天霖雷正一杯一杯的喝酒,身边的侧妃不停地跟他耳语,他乐得开怀。眼神一瞟自己的正妃,仙女似的端着,时间久了,心也就淡了。
白玫瑰实在是无心表演,恨恨的瞅了一眼七王,这个夫婿靠不住!
她抬眼看向众官席位,自己的爹爹和大弟在和身边人窃窃私语,竟也是没有注意到她的不适。
她凑过头:“妹妹!你帮我表演吧!”
白茉莉假装没懂,若是没有六年前那次失败的表演,她或许还沾沾自喜自己的才艺。犹记那晚上,里子面子都丢尽了!而今天貌似来使更多,她才不作死!
白玫瑰咬碎一口银牙,她忍着气盈盈站起。几次滑胎,已把她的身体糟的不成样子,却还得为了皇家面子出席这劳什子宴会!
想起答应婚事时,母亲那恨铁不成钢的表情,白玫瑰眼里就涌上雾气。
即使如此弱柳扶风,白玫瑰的模样也是美丽的。白色狐裘衬着鲜艳的红色,远远望去,有几分我见犹怜的味道。
凝寒挂着淡笑看着她。小时候的记忆可并不美好,这白玫瑰从一见面对她不屑,到后来慢慢嫉妒憎恨。凝寒本打着回来慢慢收拾她的念头,也随着她过得不好而打消了。

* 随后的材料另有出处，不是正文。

PR #33856, opened 2026-06-25
fix(cli): ignore stale mini turn events

### LINKED ISSUE #33761: In `--mini`, enqueued messages won't trigger a turn when they get dequeued.
### Description

In `--mini`, enqueued messages won't trigger a turn when they get dequeued. 

It seems that having subagents running is a factor.

### Plugins

_No response_

### OpenCode version

1.17.10

### Steps to reproduce

1. Start `opencode --mini`
2. Get the model to execute a long trace, preferably with subagents (it seems to be a factor)
3. While item 2 is running, enqueue few messages.
4. Wait for 2 to complete
5. Observe all messages quickly being dequeued but not triggering an LLM call.

_No response_

### Operating System

macOS 26.5.1 (25F80)

### Terminal

cmux, iterm

tangtaizong666:
### Issue for this PR

Closes #33761

### Type of change

- [x] Bug fix
- [ ] New feature
- [ ] Documentation

### What does this PR do?

In mini mode, a queued prompt can start while old events from the previous turn are still arriving. `runPromptTurn` treated any assistant `message.updated` event for the main session as activity for the current wait, so an old assistant event followed by idle could resolve the new prompt before its own assistant started.

This keeps the current prompt message id on the wait state and only lets assistant `message.updated` events mark the turn live when their `parentID` matches that prompt. Turns without a prompt message id keep the existing status-event fallback.

- Added a regression test in `test/cli/run/stream.transport.test.ts`; it fails before the fix because an old assistant + idle resolves the current prompt.
- `bun test test/cli/run/stream.transport.test.ts --timeout 10000`
- `bun run typecheck`

### Screenshots / recordings

Not a UI change.

### Checklist

### DIFF
--- a/packages/opencode/src/cli/cmd/run/stream.transport.ts
+++ b/packages/opencode/src/cli/cmd/run/stream.transport.ts
@@ -82,6 +82,7 @@ type StreamInput = {
 
 type Wait = {
   tick: number
+  promptMessageID?: string
   armed: boolean
   live: boolean
   onVisibleOutput?: (anchor: LocalReplayAnchor) => void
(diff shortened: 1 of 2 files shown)


simonklee:
Resolved in V2. Prompt follow-ups are now durably queued and processed by the server, while mini waits on the authoritative session idle state, so stale assistant or subagent events cannot skip a queued prompt. Closing #33761 as resolved and #33856 as superseded by V2.

Thanks for reporting.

女人,你的青春有几年?将最美好的岁月所托非人,其实是对她最大的报复!
而这条路,是她自己选的。嫁不到自己爱的人,就随便找一个,这也行?
凝寒想到此,忍不住觉得恶寒。
白玫瑰细细的声音传来:“皇嫂诞下龙子,玫瑰很是开心。那玫瑰就代表我们七王府献上一曲!”
她脸色苍白走出席位,走向不远处的琴桌。
这大殿里从一开始就满满当当,空气甚是不流通,加上酒气、菜香,白玫瑰几欲作呕!一直强忍着,这一起身走出来,就觉得胸堵,眼前一花,身子突然如一面旗子,缓缓倒了下来!
大家吓了一跳!还是白展松在姐姐走出来时,视线调过来转向她,才第一时间抢过来扶住。
天皇皱眉,这个老七媳妇真不长脸!这等场合,给来个晕倒,实是晦气!
声音传来浓浓不悦:“老七!既然王妃不舒服,你就扶她先下去休息吧!”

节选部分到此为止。